Temporomandibular joint (TMJ) disorders, or TMD, refers to a group of clinical disorders that affect the TMJ and its associated structures. TMJ Osteoarthritis (TMJ OA) is a major subtype of TMDs, which affects 10-16% of the population exhibiting TMD and is secondary to disc displacement, trauma, developmental abnormalities and overload on the joint.
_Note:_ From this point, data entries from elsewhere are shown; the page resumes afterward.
PR #456, opened 2023-07-17
451 dropdown value count

j-leidy:
This branch is also up to date with 450-dropdown-search-improvements. 

- Prop added to show value count
- Created ValueCount subcomponent
- Made valueCount style-able, ref-able, prop-able
- Added variant support
- Renamed closeIcons to infoIcons


src/components/Dropdown/Dropdown.tsx
```diff
@@ -231,6 +232,17 @@ const SearchInput = styled(StyledBaseInput)`
   text-align: left;
 `;
 
+const ValuesCountContainer = styled(StyledBaseDiv)`
+  ${({ variant, color, dropdownVariant }: UsefulDropdownState & { dropdownVariant: variants }) => {
+    return `
+    ${getDropdownTagStyle(dropdownVariant, variant, color, '')}
+      padding: 0.125rem;
+      border-radius: 1.5rem;
+
```
aVileBroker, line 241:
```suggestion
```

src/components/Dropdown/Dropdown.tsx
```diff
@@ -786,9 +810,47 @@ const Dropdown = ({
     [rememberScrollPosition],
   );
 
-  const closeIcons = (
-    <>
-      {handleClear && values.length > 0 && (
+  const valueCountCloseIconHandler = () => {
+    if (showValueCount && showCloseIcon) {
```
aVileBroker, line 814: shouldn't these be split so showValueCount only shows/hides the value count? Otherwise why have two flags if both need to be true to see either of them

src/components/Dropdown/Dropdown.tsx
```diff
@@ -786,9 +810,47 @@ const Dropdown = ({
...
+            tabIndex={tabIndex}
+            ref={closeIconRef}
+            {...closeIconProps}
+          >
+            <Icon path={mdiClose} size="1em" />
+          </StyledCloseIconContainer>
+        </>
+      );
+    }
+    if (showValueCount && !showCloseIcon) {
```
aVileBroker, line 839: I think you're way overcomplicating this lol

aVileBroker (changes requested):

src/components/Dropdown/Dropdown.tsx
j-leidy: Yeah the if block seemed like there had to be a better way to me.. Looking into it.

src/components/Dropdown/Dropdown.tsx
```diff
@@ -294,13 +313,16 @@ export interface DropdownProps {
...
   valueVariant?: variants;
+  valueCountVariant?: variants;
 
   shouldStayInView?: boolean;
   intersectionThreshold?: number;
   intersectionContainer?: HTMLElement | null;
   intersectionObserverPrecision?: number;
   virtualizeOptions?: boolean;
 
+  showCloseIcon?: boolean;
```
aVileBroker, line 324: this should be covered by the clearable prop - there shouldn't be a use-case where the dropdown is clearable but the clear button isn't shown (making it not clearable)

aVileBroker:
Playing with the [sandbox](https://codesandbox.io/s/react-forked-cyv25m?file=/src/App.js), I think `showValuesCount` should default to false

src/components/Dropdown/Dropdown.tsx
j-leidy: Good call I agree. Changing now

j-leidy: It looks like clearable is appended onto DropdownProps in the story. Removing from there and adding to DropdownProps.

aVileBroker: cool

aVileBroker (approved):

Degeneration of mandibular condyle cartilage is a major hallmark of TMJ OA and degradation of its extracellular matrix (ECM) has been identified as a key feature of TMJ OA. Therefore, it is critical to understand the changes in the ECM and identify the molecular mechanisms governing TMJ OA progression, which can provide a foundation for developing early detection and repair strategies.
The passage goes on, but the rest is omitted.